With 60% of its server environment virtualized, VCH had too many hosts hitting on the same storage array LUNs at once, creating "hot spots" of contention and leading to application problems because of latency. Ben Haley, regional supervisor for storage and backup, said that VCH's Windows clusters failed over twice because of the latency, causing the operating system to time out waiting for data.
So VCH went looking for a performance monitoring tool late last year, but found only one -- Akorri Inc.'s BalancePoint -- that had visibility into VMware, host applications, operating systems and servers. (Haley said he didn't investigate Symantec's CommandCentral tool. Tek-Tools Inc. has also since expanded its reporting tools to include VMware). A consultant working with VCH recommended Akorri's performance monitoring software.
"The best thing about [BalancePoint] is the topology view, which shows us the path from the VMware host to the LUNs," Haley said. Before VCH rolled out BalancePoint, performance and contention issues on the disk arrays occurred about once a week, but Haley said, "Now it's more like once a month."
Deploying the performance monitoring software led VCH's IT staff to discover other existing problems. "Within the first two hours of deployment, we found two Exchange servers that had logs and mailbox data allocated to the same disk groups," Haley said.
BalancePoint's reports have also cut down on the work required to prepare stats to provide management each quarter. "We used to have to go through each server ourselves and figure out the metrics," Haley said. "It's probably saved us 20 hours every quarter preparing reports."
Performance issues still pop up at times because of a lack of communication between the application and infrastructure teams, such as the time that a database administrator changed a hot backup window to coincide with a heavy traffic time on the network. VCH stores 190 TB on five EVA arrays, with an average utilization rate around 70% per array. That can make it more susceptible to performance issues because there's less room for error.
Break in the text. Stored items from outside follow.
PR #471, opened 2025-06-30
Don't reconnect summary websocket 

gusostow:
The idea is that if the run summary websocket is closed we shouldn't reconnect to avoid the doom loop of fetching the full history. This will display an error telling the user to reload the page.


LudovicoRighi (approved):

vue/src/views/RunView.vue
```diff
@@ -287,6 +289,8 @@ export default {
         },
         () => {},
         err => { console.log(err) },
+        () => {},
+        { },
```
LudovicoRighi, line 293: This means we'll keep the existing behavior (i.e. reconnecting) for this socket, right? Could a very large output make Apsis to end up in the same doom loop?

gusostow: Potentially. I wanted to reduce the radius of this change still though because we've never observed an issue on the other websocket endpoints. 

If it ever could happen it would be much rarer for people to be on run page with hundreds of megabytes of output. Also the scheduler doesn't need to json serialize or even compress the logs, so it wouldn't even push CPU up.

@ 53880 "Contention happens with physical servers, too," Haley said, adding "I'm not a big fan of how VMware lays out its volumes." Along with the performance problems on the HP arrays, VMFS also makes it tricky to do snapshot backups on VMware volumes, he said.
Haley said he also wishes for better integration between HP and VMware, and "better performance monitoring, for sure." HP's EVA-perf utility isn't integrated with BalancePoint, though Haley said he's been pushing for it.
While Akorri offers him a good "server's eye view" of the network, integration with HP's storage monitoring tools would give him more detailed information while helping him organize that information better. "EVA-perf produces tons of data that can be hard to parse out," he said. "Akorri could help with that, and integrating that tool means we could get better insight into our disk arrays."